Output every record below exactly as it appears.

▶ **PROVIDED ENTRIES**
#####

PR #799, opened 2023-06-29
Fixes .net4.6~.net4.71 framework support issue for ssl protocol setting

ebozduman:
Subnet cusomer hit the error `Operation not supported in this platform` while creating a certificate identity provider in `net462`.

That is because `System.Net.Http.HttpClientHandler` did not support `SslProtocols` property to set the protocol type for frameworks before `net472` release. 

So the protocol type is needed to be set using `System.Net.ServicePointManager.SecurityProtocol` property to support older frameworks like `net462`.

#####

▶ **ANSWER FOR THE TASK**
PR #799, opened 2023-06-29
Fixes .net4.6~.net4.71 framework support issue for ssl protocol setting

ebozduman:
Subnet cusomer hit the error `Operation not supported in this platform` while creating a certificate identity provider in `net462`.

That is because `System.Net.Http.HttpClientHandler` did not support `SslProtocols` property to set the protocol type for frameworks before `net472` release. 

So the protocol type is needed to be set using `System.Net.ServicePointManager.SecurityProtocol` property to support older frameworks like `net462`.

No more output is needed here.